The announcement by the Catholic Church that it would not cooperate in having church records copied by LDS Family History is another notable event that denotes organized opposition to the Church, a sort of backhanded compliment in light of the Church’s growth, especially ironic in light of the Catholic bishops in California seeking Church support in the fight over Prop 8.
Considering the long-term influence of our universities on culture, I’d say Melissa Proctor’s teaching a course on Mormonism at Harvard is a very important news event. The immediate impact is not like a Mitt Romney or a Harry Reid, but it both represents and reinforces an important shift in where Mormonism is located in the cultural landscape.

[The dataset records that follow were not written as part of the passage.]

Issue #13904, opened 2023-05-10
Index file to control which files or directories to be downloaded


a21olljo:
Correction of issue: #13016 
After discussions with the customer; its been clarified that the index file should not control the order of code examples, as stated in the issue. 
But rather be present in the repo to specify which files or directories should be downloaded, more like a filter. Then when the code example is downloaded and generated, the newly created example should be placed in a moment to then be ordered manually through the drag and drop feature.

a21olljo:
After further discussion with the customer and with a short demo/ explanation of how this component now works. It was requested that the index file wouldn't specify what to download, but rather what shouldn't be downloaded, similar to a .gitignore. This change is small and doesn't change much, so it will be done in the already existing pull request.

PR #13962, opened 2023-05-12
G3 2023 v6 issue#13904 Index file now filters code examples

a21henhe:
When fetching a github-repo, we now search for an index file containing the names of what files to keep, located at the root of the repo with the name "index.txt". These names are to be separated with a new line, an example of this is listed below.

For Testing:
1. Fork a repo you want to download into LenaSys
2. Create an index file with the name 'index.txt' in root (/index.txt)
3. Add all the file names you want to add with file extension in the name and separate by a new line
4. Push it up to the repo
5. You should remove the previous metadata-db to start with a fresh one containing 0 gitFiles.
6. Create a course with the GitHub-URL
7. Check database if all the files you added in the index.txt are in the database (metadata-db) by entering the metadata-db from  your terminal and select * from gitFiles .
8. If they exist, try to add another file into the index.txt file or remove the index file completely
9. Push it to your repo.
10. Wait 3-5 minutes untill you refresh the course. (Github api is slow)
12. See if the files are there. 

As mentioned, github-api takes about 5 minutes to actually update which means that you will have to wait. A good way to see the changes and when they happen is by entering the link of your index-file into the browser. An example of that link is listed below, where you replace the user with your username and your reponame:

https://raw.githubusercontent.com/user/name of repo/master/index.txt

Once the update occurs in that link, then you can test on LenaSys to see the change.

When you finally remove the index-file from the repo, when you update the course the database should be filled with all of the files from the repo instead.

image

Co-authored by b21leowa

### DIFF
--- a/DuggaSys/courseed.js
+++ b/DuggaSys/courseed.js
@@ -125,11 +125,12 @@ function fetchGitHubRepo(gitHubURL)
 	regexURL = gitHubURL.replace(/.git$/, "");
 	//Used to return success(true) or error(false) to the calling function
 	var dataCheck;
+	//console.log("Inside fetchGithubRepo with Url: " + regexURL);
 	$.ajax({
 		async: false,
 		url: "../recursivetesting/FetchGithubRepo.php",
 		type: "POST",
-		data: {'githubURL':regexURL, 'action':'getNewCourseGitHub'},
+		data: {'url':regexURL, 'action':'getIndexFile'},
 		success: function() { 
 			//Returns true if the data and JSON is correct
 			dataCheck = true;
--- a/DuggaSys/courseed.js
+++ b/DuggaSys/courseed.js
@@ -125,12 +125,11 @@ function fetchGitHubRepo(gitHubURL)
 	regexURL = gitHubURL.replace(/.git$/, "");
 	//Used to return success(true) or error(false) to the calling function
 	var dataCheck;
-	//console.log("Inside fetchGithubRepo with Url: " + regexURL);
 	$.ajax({
 		async: false,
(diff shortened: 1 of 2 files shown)


c21rebja (commented):
It seems to work like it should! I created a repo and made an index file with a few of the files from the repo. Only the ones specified in the index.txt got added. When I updated the index file and refreshed, the new files got added too. 

I just have a question about removing the index file. When I removed it from my repo, all of the files from the repo got added into SQLite, so that works, but when I pressed the refresh button I got this error.

image

I can only assume it's supposed to be that way, since there's always supposed to be an index file in the repos? I just wanted to double check before approving.

a21olljo:
As mentioned in the comments of the issue https://github.com/HGustavs/LenaSYS/issues/13904#issuecomment-1547269519, the new directive is that the index file should include the files not to show. After discussion with @a21henhe this were not a big issue and required minimum modifications to the code, making it easy to change along with the error handling. So that @c21rebja knows that this has changed, and to test if specific files can be excluded with the index file.

a21henhe:
@c21rebja we have now fixed the 404-error.

Note: Concept of index file has switched, the files mentioned are now instead meant to be ignored. Fetching index file now uses curl instead of file_get_contents in order to retrieve http-headers. Now ready to be tested again 

Co-authored by b21leowa

c21rebja (approved):
I created an index file again, and it worked just like a gitignore and didn't add the files that were mentioned in the index. When I removed a filename from the index it got added to the course next time I updated it. I didn't get any errors if I removed the index file either.

So everything looks good now! :)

There were several other events in a similar vein, like the filling of chairs of Mormon Studies at Utah State and Claremont this fall, and Brian Birch’s course on Mormonism at Claremont also last spring, but they didn’t make the same splash in the news as far as I know.
I interpreted this statement:
“stories from outside the United States — stories that demonstrate that Mormons aren’t just in Utah and the Intermountain West;”
To imply that the only Mormons who count in the US are in Utah and surrounding states. However, I evaluate most Bloggernacle posts from the Ohio Has Mormons Too perspective, and am probably too defensive.
I forgot about the Catholic records announcement. As a practical matter, I already don’t go broadcasting my church affiliation when seeking genealogical information – Lithuanians and Jewish groups and the folks in charge of most of the places my family members once lived are not known for their pro-Mormon/baptism-for-the-dead views. It’s usually easier to just say which neighborhood and (likely) synagogue/parish I’m looking for, and leave it at that. So, I’m not sure that one counts.
GuyC wrote: “Was Prop8 and the Mormon role in passing it really that big of news? Maybe inside the Mormon culture it was, but outside?”
I think so. Any news that influences a group to stage protests involving thousands at various places around the country probably qualifies as big news.
Sarah (12) wrote: “I evaluate most Bloggernacle posts from the Ohio Has Mormons Too perspective, and am probably too defensive.”
I’ve done the same thing, so I probably should have worded my original statement a little better.
“As a practical matter, I already don’t go broadcasting my church affiliation when seeking genealogical information.”
Nor do I. BUT, the employees of the Family History Library kind of have to say who they work for in order to be able to microfilm/scan large quantities of records, so I assume the Catholic news was directed at them more than at individual Mormons researching personal genealogy.
Perhaps we will need to go to these facilities one person at a time, copying a single page each person, so that we don’t have to explain what we are doing. [just kidding]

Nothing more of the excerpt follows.